It’s a sinking feeling, when you wake up one morning and see that your credit card has been drained. Every dollar gone and spent by someone who employed advanced techniques to gain control of your information, use it to their advantage, and leave you hanging high and dry by the end of it all. It’s like living in a bad nightmare, and worst of all you could have taken steps to protect yourself — but didn’t take the time to read our in-depth guide on how to keep your identity secure while browsing anonymously online!
One of the most innocuous methods attackers use to dig through your treasure trove of credit card details, Amazon.com order lists, and Google Docs presentations is through the sharing of public Wi-Fi hotspots. Whenever you connect at your local Starbucks, you’re opening your computer up to a whole host of issues, not least of which includes real-world crack artists who prey on popular networks and pry their way in to people’s personal details.

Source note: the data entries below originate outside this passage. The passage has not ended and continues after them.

PR #930, opened 2021-10-11
Try to validate usage of codes from local code systems

### LINKED ISSUE #595: Sushi should warn/error when an invalid code in a locally defined CodeSystem is referenced
Currently, if an invalid code from a locally defined CodeSystem is referenced, no warning/error is generated in both Profiles and Examples.   Should generate an error in both, IMHO. Or at least a warning.

mint-thompson:
Fixes #595 and completes task [CIMPL-829](https://standardhealthrecord.atlassian.net/browse/CIMPL-829).

CodeSystems may be defined by
- a `CodeSystem` entity
- an `Instance` entity that sets `InstanceOf` to `CodeSystem`

Codes from CodeSystems may be used by
- the assigned value in an `AssignmentRule`
- the concept list in a `ValueSetConceptComponentRule`
- the filter value in a `ValueSetFilterComponentRule`

So, for each combination of definition and usage, if the system is locally defined, make sure that the codes being used are present in the system. When any undefined codes are detected, log an error listing the undefined codes. The undefined codes are still allowed to be used, so the actual FHIR output doesn't change.

### DIFF
--- a/src/fhirtypes/common.ts
+++ b/src/fhirtypes/common.ts
@@ -340,11 +340,35 @@ export function listUndefinedLocalCodes(
 ): void {
   let undefinedCodes: string[] = [];
   applyInsertRules(codeSystem, tank);
-  if (codeSystem instanceof FshCodeSystem) {
+  // if the CodeSystem content is complete, a code not present in this system should be listed as undefined.
+  // if the CodeSystem content is not complete, then do not list any code as undefined.
+  // in a FshCodeSystem, content is complete by default, so make sure it isn't set to something else.
+  // in an Instance, content does not have a default value, so make sure there is a rule that sets it to complete.
+  if (
+    codeSystem instanceof FshCodeSystem &&
+    !codeSystem.rules.some(
+      rule =>
+        rule instanceof CaretValueRule &&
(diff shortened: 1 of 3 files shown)


src/fhirtypes/common.ts
```diff
@@ -325,6 +332,42 @@ function getRuleValue(rule: AssignmentRule | CaretValueRule): AssignmentValueTyp
...
+  sourceEntity: FshEntity
+): void {
+  let undefinedCodes: string[] = [];
+  applyInsertRules(codeSystem, tank);
+  if (codeSystem instanceof FshCodeSystem) {
+    undefinedCodes = codes.filter(code => {
+      return !codeSystem.rules.some(rule => rule instanceof ConceptRule && rule.code === code);
+    });
+  } else if (codeSystem instanceof Instance) {
+    const conceptRulePath = /^(concept(\[(\d+|\+|=)\])?\.)+code$/;
```
cmoesel, line 348: I don't remember the order of operations, but I assume that at this point we've already normalized out the indented rules so they are in the full path format, right?  Just want to be sure, as this would not work for indented rules otherwise.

One of the oldest tricks in the book, phishing attacks have been around since the dawn of the first world-wide-web. As soon as web pages existed, there were people creating fake versions of your favorite internet portals to gain access to sensitive credentials and personal information. Hackers can use these faux-sites to trick you into entering secret usernames and passwords, granting them full-access to all your account information and the ability to charge your debit cards with any online retailer they wish.
Of course, the simplest method is usually the best, and often hackers can get control of your data through nothing more than some good old fashioned malware, packaged up with that most recent version of Photoshop you downloaded on less-than-legal terms. We put ourselves at risk whenever we decide to skirt the law and look for our favorite movies, games, and software online for a bit lower than the advertised price. Many torrents come wrapped up in .zip, .rar, and .exe files, all of which are known to be efficient attack vectors for infecting the most vital and low-level areas of your laptop or desktop at home.
While not all of these issues can be solved with a VPN, those that can are what put you at the highest amount of risk, which is why signing up for one of the dozens of available providers is always a smart idea and a safe investment in the future of your file security.